Why Spain’s Easter white hoods are a symbol of penance, not of right-wing extremism

Why Spain's Easter white hoods are a symbol of penance, not of right-wing extremism
Jaime Reina / AFP
Tourists could be forgiven for gasping in horror at the first sight of the white hoods marching towards them at one of Spain's Easter processions.
For many, the first thing that comes to mind is Ku Klux Klan’s terrorism, but capirotes, the white pointy hats, are used during Semana Santa’s celebrations and don’t mean what people think.

Whenever we see a pointy, cone-shaped, white hat we straight-away think about the KKK: their headwear is branded in our collective imagination and has become a symbol of racism, fanaticism and violence.

Compared to the Spanish capirote, the KKK’s pointy hat is more recent: according to an article published by the Israeli newspaper Hareetz, when the Klan originally formed in 1865, members did not wear the garment, as they were “too disorganised and decentralised to wear a uniform.”

The group’s official uniform was introduced in the early 20th century by William J. Simmons, who re-established the KKK in 1915: members started wearing a uniform, as a way to become more cohesive and centralised.

The hoods ensured anonymity of Klansmen so that they couldn’t be recognised and held accountable for their actions.

Photo: Andrew Caballero-Reynolds / AFP

According to some sources, Simmons possibly decided to adopt the cone-shaped hat in order to copy the outfit present in D.W. Griffith’s classic film, ‘Birth of a Nation’. Others link the use of the pointy hat to “folk traditions of carnival, circus and minstrelsy.”

READ ALSO: Seven surprisingly strange traditions celebrated at Easter in Spain

A Ku Klux Klan initiation in Mississippi, 1923.The Library of Congress

However, Spaniards don’t see anything controversial in wearing them during Semana Santa celebrations. In the week preceding Easter Sunday, Spanish cities are filled with festivities; most of them involve religious processions, where people wear traditional costumes, such as the capirote.

Photo: Jaime Reina / AFP

Traditionally, capirotes were used during the times of the Spanish Inquisition: as a punishment, people condemned by the Tribunal were obliged to wear a yellow robe – saco bendito, aka blessed robe – that covered their chest and back. They also had to wear a paper-made cone on their heads with different signs on it, alluding to the type of crime they had committed.

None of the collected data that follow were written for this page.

PR #833, opened 2020-12-01
Adds new icons

habin-isa:
## Additional icons for sign-up

* doc
* breakdown
* car-mta


src/Icon/Icon.tsx
```diff
@@ -666,6 +666,203 @@ export const Icon: FC<Props> = ({
         </svg>
       )
     }
+
+    {
+      //CAR MTA
+      render === 'car-mta' && (
+        <svg
+          width="47"
```
alexwllms, line 674: Change the width and height to 100% (but leave the viewbox the same) and then each icon becomes scaleable!

src/Icon/Icon.tsx
```diff
@@ -666,6 +666,203 @@ export const Icon: FC<Props> = ({
...
+          height="47"
+          viewBox="0 0 47 47"
+          fill="none"
+          xmlns="http://www.w3.org/2000/svg"
```
alexwllms, line 678: This can be removed from all SVGs as it's redundant.

src/Icon/Icon.tsx
```diff
@@ -666,6 +666,203 @@ export const Icon: FC<Props> = ({
...
+        >
+          <path
+            d="M19.0938 38.1875C19.0938 40.621 17.121 42.5938 14.6875 42.5938C12.254 42.5938 10.2812 40.621 10.2812 38.1875C10.2812 35.754 12.254 33.7812 14.6875 33.7812C17.121 33.7812 19.0938 35.754 19.0938 38.1875Z"
+            fill="#112035"
```
alexwllms, line 682: Is there an expectation that this icon will change colour? If so use `fill={theme.colors[color]}` for the fill of the colour you need to be made dynamic.

alexwllms (changes requested):
A few comments that apply to all icons

src/Icon/Icon.tsx
habin-isa: Confirmed with Georgia that this won't be an expectation

alexwllms (approved):
👍

PR #870, opened 2020-12-16
added width prop to modal for refactoring

liampuk:
## Screenshot

image

## What does this do?

Modal width can now be set with an optional prop. This enables refactoring the old Modal in customer-portal-www.

## What does it affect?

- Modal


habin-isa (approved):
:shipit:

PR #871, opened 2020-12-16
added icon prop to modal

liampuk:
## Screenshot

image

## What does this do?

Added an optional icon prop to modal

## What does it affect?

- Modal


habin-isa (approved):
:shipit:

PR #892, opened 2021-01-05
use flex to properly center modal on scrolling pages

liampuk:
## What does this do?

Using flex for centring the modal horizontally and vertically, to ensure it is properly centred on pages longer than the viewport.   

## What does it affect?

- Modal


habin-isa (approved):
:shipit:

PR #893, opened 2021-01-06
🐛 removed hardcoded flex from modal

liampuk:
## What does this do?

Currently Modals will show by default, as the variable to show/hide is ignored by setting display twice.


habin-isa (approved):
:shipit:

PR #900, opened 2021-01-11
Add flex grow to children container button

MPoorter:
## Screenshot

image

image

image

## What does this do?

Adding flex grow 1 to children of button so that the the icon is kept to the left and text is centred, at Jason's request

## What does it affect?

- Buttons buttons butttons


habin-isa (approved):
:shipit:

PR #908, opened 2021-01-12
Disable button when loading and hide icon when loading

MPoorter:
## Screenshot

https://user-images.githubusercontent.com/25356097/104315407-cf236200-54d2-11eb-8081-68291f462379.mov

## What does this do?

Disables the button when loading to prevent double click
Hides the icon as well when loading

## What does it affect?

- More buttons


habin-isa (approved):
:shipit:

PR #913, opened 2021-01-14
shift sunday correctly when first day of month

liampuk:
## Screenshot

bug: 
image

fix:
image

## What does this do?

Fixes a bug where calendar dates are not shifted correctly when the first day of the month is a Sunday

## What does it affect?

- Date picker


habin-isa (approved):
:shipit:

PR #970, opened 2021-02-12
Change Tag font to Circular

MPoorter:


src/Tag/Tag.tsx
```diff
@@ -40,6 +40,7 @@ const Wrapper = styled.div<IWrapper>`
 `
 
 const TagText = styled(Text)`
-  font-family: 'Gordita', sans-serif;
+  font-family: 'Circular', sans-serif;
```
fleonard, line 43: I think you can just get rid of this since `Circular` should be the default font family anyway

fleonard (changes requested):

fleonard (approved):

Centuries later, cofrades (people affiliated to Catholic brotherhoods) and nazarenos started to use them during Easter processions to symbolize their status as penitents. Today, the capirote still indicates the penitent’s attempt, through penance, to get closer to God; it also covers the person’s face, in order to mask their identity. 

Whenever you see people strolling the streets of Spain wearing capirotes, you can breathe a sigh of relief, as they are not right-wing terrorists but worshippers who are doing penance.